Upon reaching Mubende hospital, their blood samples were taken and they got them where to sleep.
Namuganyi says that was when ceased understanding what was happening and had started vomiting, and having diarrhoea.
“The health workers started taking care of us and all those things we were afraid of, such as our organs being removed, never happened. They provided us with good meals and food was there in plenty but we had no appetite,” she says.
I want to thank the health workers at Mubende hospital; they took good care of us. They could come and tell us to eat food even when we had no appetite but at least they could tell us to take plenty of drinks to keep our bodies strong if we. Giving us hope helped us to recover,” she adds.
Namuganyi is also very grateful to a white doctor whom she only identifies as Dr Tom for the wonderful care he gave them.
“He treated us but he wouldn’t stigmatise us; he could come and greet us and give us hope without isolating us. His actions and behaviour towards us gave us more courage and hope to live for the nine days we spent in the Ebola treatment unit,” Namuganyi says.
“You could see people dying, the very people with whom you are sharing a ward. They would admit men and women in the same ward. We were 12 in our ward. They once pronounced me dead after my heart stopped beating for some time,” she says.
She says after regaining consciousness, she tried to escape from the ward due to the trauma of witnessing people die.
“I called my sister in Mityana District asking her whether she knew other doctors who could provide treatment for me in Mityana. She called Mubende hospital because she knew some health workers who were working there and I was tranfered to another ward until I got discharged,” Namuganyi recalls.

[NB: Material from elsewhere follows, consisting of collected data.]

Issue #1097, opened 2019-06-07
RP-0 plugin does not declare dependency on RealFuels plugin


yump:
This causes the loading of some classes related to tooling to fail.  On my machine (KSP 1.6.1, Fedora Linux 29) the symptoms include:

- No prompt about crew retirement on starting a new career

- No £ toolbar button

- No tooling button in VAB part action menu

- This message in KSP.log:

>[ERR 00:06:21.162] ADDON BINDER: Cannot resolve assembly: RealFuels, Culture=neutral, PublicKeyToken=null

>[ERR 00:06:21.163] ADDON BINDER: Cannot resolve assembly: RealFuels, Culture=neutral, PublicKeyToken=null

>[ERR 00:06:21.165] AssemblyLoader: Exception loading 'RP-0': System.Reflection.ReflectionTypeLoadException: The classes in the module cannot be loaded.
>  at (wrapper managed-to-native) System.Reflection.Assembly:GetTypes (bool)
>  at System.Reflection.Assembly.GetTypes () [0x00000] in <filename unknown>:0 
>  at AssemblyLoader.LoadAssemblies () [0x00000] in <filename unknown>:0 

>Additional information about this exception:

> System.TypeLoadException: Could not load type 'RP0.ModuleToolingROTanks' from assembly 'RP0, Version=1.0.0.0, Culture=neutral, PublicKeyToken=null'.

> System.TypeLoadException: Could not load type 'RP0.ModuleToolingPTank' from assembly 'RP0, Version=1.0.0.0, Culture=neutral, PublicKeyToken=null'.

Seeing as this wasn't uncovered earlier, it might be a load-order-dependent problem that is only triggered on Linux due to file system differences.

siimav:
When did you last update ROTanks? Was it before https://github.com/KSP-RO/ROTanks/commit/34aa573de8e3156047b802424e5c51f8c1b77dac ?

yump:
The problem occurs without ROTanks present, using CKAN RealFuels as described in [the guide](https://github.com/KSP-RO/RP-0/wiki/Installation-for-1.6.1-(WIP\)).

To be sure, I tried it just now with the current ROTanks and bundled RealFuels.  Same symptoms, same error in the log.

PR #1098, opened 2019-06-07
Declare dependency on RealFuels

yump:
This fixes issue #1097.

### DIFF
--- a/Source/Properties/AssemblyInfo.cs
+++ b/Source/Properties/AssemblyInfo.cs
@@ -37,3 +37,4 @@ using System.Runtime.InteropServices;
 
 [assembly: KSPAssembly("RP-0", 1, 00)]
 [assembly: KSPAssemblyDependency("ModularFlightIntegrator", 1, 0)]
+[assembly: KSPAssemblyDependency("RealFuels", 1, 0)]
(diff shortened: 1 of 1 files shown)


siimav:
I think it would be better to require RF version 12.7 or 12.7.4. Anything lower than that wouldn't work anyway.

yump:
TBH I stumbled on this solution while trying to get it to build to start troubleshooting the problem.  Both ModularFlightIntegrator and RealFuels were in the references, but only MFI was listed here.  I copied and pasted on a hunch, and the log errors and breakage went away.

Further investigation reveals that even though MFI is currently on version 1.2.6, it claims to be 1.0.0 through this mechanism.  So that was apparently a deliberate choice of arguments rather than just a maximally accepting default or boilerplate.

siimav:
https://github.com/sarbian/ModularFlightIntegrator/blob/master/Properties/AssemblyInfo.cs#L39
MFI doesn't change either the AssemblyVersion or KSPAssembly numbers on releases to prevent updates from breaking dependant mods.

yump:
Ah, I should mention that this change requires a recompile to be effective, and I didn't include the rebuilt .dll in the PR for the obvious security and, "had to tweak the .csproj to make it build and can't test on Windows," reasons.

Issue #497, opened 2016-03-28
Disable MechJeb when avionics locked


NathanKell:
@sarbian added a property so we can disable MechJeb. Let's use it!

stratochief66:
I will make sure to reverse this for my personal play, as I am a filthy cheater.

Schnobs:
Careful there. RT still lets us rotate the craft even without a link. Good thing, too, as maneuver nodes tend to wander (both before and during the manuever), so one can't line up the vessel ahead of time. The only thing that MJ is capable of on top off that is handling the throttle. So that's the only capability that needs to be taken away.
...and I'm not even sure if that really has to go.

jwvanderbeck:
The problem though is that with MJ installed, Avionics essentially means absolutely nothing.  You have full control over the rocket regardless of whether you have any active avionics or not.

pap1723:
Would this fix MJ working despite not have sufficient avionics?

NathanKell:
That's what the issue is about, yes. :)

lamont-granquist:
The property to use is here:

https://github.com/MuMech/MechJeb2/blob/0f13d838430c5aa1a052708197032032fa6f67fb/MechJeb2/MechJebCore.cs#L62-L76

You can find any MechJebCore on the ship and send `DeactivateControl = true` to it, and that API will look up the master MJ for the vessel and disable it.

Obviously if the vessel splits the new child vessel with a new core won't get the right persisted value.

It is likely best to hammer on this API once every tick, then when vessels dock or undock it gets asserted to be correctly true or false based on avionics, for every vessel.

Note also that vessels in physics range that lack avionics should still be hammering on this setting as well even if they're not the active vessel.

lamont-granquist:
What that API will do is inactivate the modules that hook OnFlyByWire, which are things like the ThrustController and AttitudeController.  Most other modules and all the display modules hook FixedUpdate instead.  So PVG will still run in FixedUpdate and send throttle and attitude commands to the ThrustController and AtittudeController, but those modules will be disabled, so appropriate levels of uncontrollable vessel hilarity will ensue.  There might be bugs lying around with modules that twiddle with the thrust or the attitude directly, but those would just be bugs that would hopefully get exposed after this is added to RP-1.

PR #1105, opened 2019-06-20
Added control locking for MechJeb

RCrockford:
Added control locking for MechJeb


RCrockford:
Fixes #497.

Bornholio:
needs a switch for filthy cheaters, preferably.

PR #1116, opened 2019-08-01
move the AJ10_Mid configuration to 1960

### LINKED ISSUE #1115: AJ10-104 unlocks in 1960, but the AJ10_Mid unlocks in 1961
Looks like this engine configuration was flown in 1960 (http://www.astronautix.com/a/aj10-104.html), and while we have the config unlocking at that time, the engine for in doesn't unlock until 1961.  We should update the part to unlock in the 1960 node

rsparkyc:
This fixes #1115 
Tagging @pap1723 since he first committed this


siimav:
You also need to edit the config here: https://github.com/KSP-RO/RP-0/blob/master/Source/Tech%20Tree/Parts%20Browser/data/ROEngines.json
Otherwise your changes will be overwritten the next time someone regenerates the part configs.

rsparkyc:
I can update that, it looks like it also has an entry cost modifier of the AJ10_104.  Not sure how that part works - does that mean if you have the 104 that this part is cheaper, or does having this make the 104 cheaper?  Either way, I don't think you can get the 104 config without the Mid engine

siimav:
The ECM basically means that you get the 104 config for free if you unlock the AJ10 part itself

rsparkyc:
@siimav ok, that makes sense (and seems desirable in this situation).  I've updated the PR

PR #1117, opened 2019-08-04
Reduce tech node & entry costs for early solid motors

siimav:
Part entry cost for upper stage solids was reduced by 25K. The biggest change is probably in the tech tree where early nodes got a sci point reduction in the range of 2-3x. I would've liked to reduce the first node to 0.5 points but unfortunately KSP doesn't support floating point values there. I chose the new values based on how much useful tech you get by researching it. Because of that the 1956 node ~~got a higher cost than 1958.~~ has the same cost as 1958.


siimav:
Changed solids1958 from 4 to 5 and solids1959 from 6 to 7

PR #1118, opened 2019-08-05
Made waypoint naming for the lunar rover contract consistent

gazpachian:
In certain config points the second waypoint was labeled 'Beta', in others 'Bravo'. Now it's all NATO compliant. _Loud cheering in the background_

### DIFF
--- a/GameData/RP-0/Contracts/Moon Exploration/Lunar Rover.cfg
+++ b/GameData/RP-0/Contracts/Moon Exploration/Lunar Rover.cfg
@@ -94,7 +94,7 @@ CONTRACT_TYPE
 
 		PARAMETER
 		{
-			name = WaypointBeta
+			name = WaypointBravo
 			type = VisitWaypoint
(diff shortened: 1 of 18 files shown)


siimav:
This isn't the only contract that has waypoints

gazpachian:
@siimav I went and replaced the occurrences in the other rover contracts as well, as far as I know the rover contracts are the only ones with the aforementioned naming convention in place(?). Please let me know if I missed any!

siimav:
I wonder if this change is going to break  any active rover contracts in existing careers...

gazpachian:
That's a valid concern, but from my understanding (and someone please correct me if I'm wrong) this change does not affect active contracts, only the generation of new contracts. Accepted contracts are stored in a node in the sfs save file together with all relevant data such as waypoint names as they were when you accepted the contract. Someone more experienced with CC specifics can confirm or deny this.

PR #1123, opened 2019-08-09
Reduced Nike Part Cost

nepphhh:
Despite the (I assume) historical accuracy of this cost, it's well over double that of the Castor-1 and over seven times as expensive as the AJ2.5. For a reasonable Aerobee 200 analogue (we don't have an AJ60-92, but the AJ10-27 produces comparable thrust), the Nike alone is up to 3/4 the total cost.  Halving the cost will keep it expensive compared to similar motors but not stupidly so.

### DIFF
--- a/GameData/RP-0/Tree/TREE-Engines.cfg
+++ b/GameData/RP-0/Tree/TREE-Engines.cfg
@@ -535,7 +535,7 @@
 
             @CONFIG[GCRC]
             {
-                %techRequired = basicSolids
+                %techRequired = solids1956
                 %cost = 0
             }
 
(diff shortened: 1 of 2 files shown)


siimav:
@mattwrobel Since you configured the part, do you happen to remember whether cost per unit was sourced or whether it was just a guesstimate?

nepphhh:
jesus christ I gotta stop accidentally pruning that branch

siimav:
That should have been a separate PR. Besides, you also need to update the JSON file from which the actual config files are generated.

nepphhh:
Sorry, I'll clean this up.

PR #1127, opened 2019-08-20
DECQ Saturn V/Apollo Compatability

lukecologne:
Just copied the values from FASA


siimav:
Has anyone tried out these configs?

PR #1128, opened 2019-08-20
Reduced Nike Part Cost

nepphhh:
Despite the (I assume) historical accuracy of this cost, it's well over double that of the Castor-1 and over seven times as expensive as the AJ2.5. For a reasonable Aerobee 200 analogue (we don't have an AJ60-92, but the AJ10-27 produces comparable thrust), the Nike alone is up to 3/4 the total cost.  Halving the cost will keep it expensive compared to similar motors but not stupidly so.


siimav:
I'm going to merge it soon unless someone finds actual cost figures for that booster.

PR #1142, opened 2019-10-17
Autopilot-resilient rotational locking!

DRVeyl:
On insufficient avionics, prohibit all rotation and translation requests other than FWD/REV ("H"/"N"), even from autopilots.
Use GameEvents to detect modification instead of part counting
Move setup to Awake() and Start() instead of constructor
Stylistic edits (use newer language features)

### DIFF
--- a/Source/Avionics/ControlLocker.cs
+++ b/Source/Avionics/ControlLocker.cs
@@ -1,7 +1,5 @@
 ﻿using System;
 using System.Collections.Generic;
-using System.Text;
-using KSP;
 using UnityEngine;
 using KSP.UI;
 using System.Linq;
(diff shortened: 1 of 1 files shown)


siimav:
Merged in dbf9fa5d20ee7ae65987ad24292f715d3e2df39c

Source/Avionics/ControlLocker.cs
```diff
@@ -13,28 +11,25 @@ class ControlLockerUtils
...
+            maxMass = vesselMass = 0f;  // These are unreliable if the calculation exits early!
 
             if (parts == null || parts.Count <= 0)
                 return false;
+            if (!HighLogic.LoadedSceneIsFlight && !HighLogic.LoadedSceneIsEditor) return false;
 
-            for (int i = parts.Count - 1; i >= 0; --i)
+            int crewCount = (HighLogic.LoadedSceneIsFlight) ? parts[0].vessel.GetCrewCount() : CrewAssignmentDialog.Instance.GetManifest().GetAllCrew(false).Count;
+
+            foreach (Part p in parts)
```
ec429: Umm, I think there was a reason (performance related, probably garbage generation) why `foreach` was avoided here.

DRVeyl: Foreach is safe for List<> types for both GC and execution time.  Also this implementation has previously been capped at one execution/second.

ec429: OK, I just wanted to be sure it had been considered :)

siimav: For reference: https://jacksondunstan.com/articles/3805

PR #780, opened 2021-03-01
Add an advisory on lifetime extension in generic-array

xfix:
This is an advisory for an old version of `generic-array`, however some crates (notably `headers`) still use those old versions of `generic-array`.


Shnatsel:
Thank you!

PR #784, opened 2021-03-01
[patched] Add advisory for memory safety issue in toodee's insert_row

ammaraskar:
Upstream issue: https://github.com/antonmarsden/toodee/issues/13


Shnatsel:
Thanks!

Upon reaching home after being discharged from the hospital following a confirmation that they no longer had Ebola, they faced the challenge of stigma. Namuganyi says they formed an association dubbed Kalwana Ebola Survivors Association through which they help other Ebola survivors facing stigma. She appeals to well-wishers and the government to support their association to help them in boosting their financial wellbeing.